[Exercise instructions]: The answer must consist of every line in the data below that holds the word "Otherwise".

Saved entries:
((

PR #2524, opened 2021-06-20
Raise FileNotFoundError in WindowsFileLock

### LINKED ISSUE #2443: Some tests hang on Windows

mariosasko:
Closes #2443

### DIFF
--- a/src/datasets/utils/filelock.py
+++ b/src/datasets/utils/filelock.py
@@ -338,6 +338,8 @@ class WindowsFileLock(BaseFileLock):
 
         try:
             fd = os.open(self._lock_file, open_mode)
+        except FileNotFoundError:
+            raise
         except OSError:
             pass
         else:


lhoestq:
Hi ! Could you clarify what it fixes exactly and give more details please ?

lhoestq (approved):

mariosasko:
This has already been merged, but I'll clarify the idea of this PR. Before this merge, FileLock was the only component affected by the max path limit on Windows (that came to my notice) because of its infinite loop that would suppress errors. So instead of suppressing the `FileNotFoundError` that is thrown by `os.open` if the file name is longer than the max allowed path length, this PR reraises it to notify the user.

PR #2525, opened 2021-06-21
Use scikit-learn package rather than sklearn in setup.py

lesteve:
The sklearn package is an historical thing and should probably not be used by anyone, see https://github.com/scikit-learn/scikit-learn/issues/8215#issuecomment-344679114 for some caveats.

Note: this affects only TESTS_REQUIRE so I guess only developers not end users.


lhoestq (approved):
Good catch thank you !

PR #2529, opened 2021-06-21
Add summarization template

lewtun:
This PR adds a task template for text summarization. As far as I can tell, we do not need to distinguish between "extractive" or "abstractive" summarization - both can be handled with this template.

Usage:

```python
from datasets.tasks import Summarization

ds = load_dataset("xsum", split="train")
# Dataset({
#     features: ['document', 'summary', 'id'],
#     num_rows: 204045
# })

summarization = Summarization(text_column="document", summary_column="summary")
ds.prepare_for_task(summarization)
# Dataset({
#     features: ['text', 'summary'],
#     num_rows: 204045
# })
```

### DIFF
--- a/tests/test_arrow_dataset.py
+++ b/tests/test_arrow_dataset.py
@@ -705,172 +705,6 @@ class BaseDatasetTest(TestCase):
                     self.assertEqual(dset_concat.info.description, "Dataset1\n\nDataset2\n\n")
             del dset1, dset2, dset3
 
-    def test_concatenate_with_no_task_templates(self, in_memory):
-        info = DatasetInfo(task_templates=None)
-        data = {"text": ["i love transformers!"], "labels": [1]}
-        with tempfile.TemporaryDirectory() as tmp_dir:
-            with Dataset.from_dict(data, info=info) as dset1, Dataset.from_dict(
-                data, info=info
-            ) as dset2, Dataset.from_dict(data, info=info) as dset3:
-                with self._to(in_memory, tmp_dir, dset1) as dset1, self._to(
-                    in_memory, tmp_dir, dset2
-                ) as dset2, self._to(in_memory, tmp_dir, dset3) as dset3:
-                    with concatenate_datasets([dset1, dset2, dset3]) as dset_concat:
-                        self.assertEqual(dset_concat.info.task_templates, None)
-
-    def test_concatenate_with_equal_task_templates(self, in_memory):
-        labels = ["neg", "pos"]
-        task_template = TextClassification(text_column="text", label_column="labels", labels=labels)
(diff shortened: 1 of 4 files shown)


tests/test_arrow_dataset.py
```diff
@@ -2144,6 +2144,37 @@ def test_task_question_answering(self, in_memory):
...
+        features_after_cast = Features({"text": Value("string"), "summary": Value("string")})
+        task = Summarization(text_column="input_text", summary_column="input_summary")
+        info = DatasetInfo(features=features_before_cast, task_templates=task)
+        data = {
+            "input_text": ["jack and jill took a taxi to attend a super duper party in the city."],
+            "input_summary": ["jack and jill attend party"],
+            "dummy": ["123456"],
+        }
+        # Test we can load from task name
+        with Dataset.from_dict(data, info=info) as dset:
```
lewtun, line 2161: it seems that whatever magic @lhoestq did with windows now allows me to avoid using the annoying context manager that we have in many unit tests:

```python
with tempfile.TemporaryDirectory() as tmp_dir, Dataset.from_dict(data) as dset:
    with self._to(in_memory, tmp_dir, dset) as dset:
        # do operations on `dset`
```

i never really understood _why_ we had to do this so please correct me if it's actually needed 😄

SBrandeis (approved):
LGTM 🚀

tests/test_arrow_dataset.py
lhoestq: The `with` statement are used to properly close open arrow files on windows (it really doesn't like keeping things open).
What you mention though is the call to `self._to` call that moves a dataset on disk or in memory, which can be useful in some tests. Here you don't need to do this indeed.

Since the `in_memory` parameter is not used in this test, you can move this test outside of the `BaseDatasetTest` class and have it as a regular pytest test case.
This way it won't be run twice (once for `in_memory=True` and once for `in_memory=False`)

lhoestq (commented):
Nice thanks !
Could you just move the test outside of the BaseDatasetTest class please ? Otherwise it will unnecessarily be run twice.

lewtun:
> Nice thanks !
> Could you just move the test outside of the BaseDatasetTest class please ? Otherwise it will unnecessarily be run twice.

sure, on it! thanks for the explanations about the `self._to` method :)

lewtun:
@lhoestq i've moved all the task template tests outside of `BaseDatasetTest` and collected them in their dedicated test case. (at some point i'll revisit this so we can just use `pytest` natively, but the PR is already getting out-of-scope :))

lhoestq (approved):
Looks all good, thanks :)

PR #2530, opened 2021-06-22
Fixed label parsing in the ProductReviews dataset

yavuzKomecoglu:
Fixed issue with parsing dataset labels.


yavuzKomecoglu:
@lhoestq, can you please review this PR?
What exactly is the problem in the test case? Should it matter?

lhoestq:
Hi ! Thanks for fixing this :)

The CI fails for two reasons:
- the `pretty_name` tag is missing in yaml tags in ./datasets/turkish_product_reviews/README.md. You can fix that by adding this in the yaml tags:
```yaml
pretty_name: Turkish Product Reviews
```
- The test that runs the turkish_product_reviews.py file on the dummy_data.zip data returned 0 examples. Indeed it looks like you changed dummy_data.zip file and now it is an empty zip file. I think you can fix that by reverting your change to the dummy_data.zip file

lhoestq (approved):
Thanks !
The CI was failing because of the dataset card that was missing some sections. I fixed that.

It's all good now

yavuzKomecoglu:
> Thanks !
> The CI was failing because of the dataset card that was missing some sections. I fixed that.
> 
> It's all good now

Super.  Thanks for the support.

))

[Written answer]:
Could you just move the test outside of the BaseDatasetTest class please ? Otherwise it will unnecessarily be run twice.
> Could you just move the test outside of the BaseDatasetTest class please ? Otherwise it will unnecessarily be run twice.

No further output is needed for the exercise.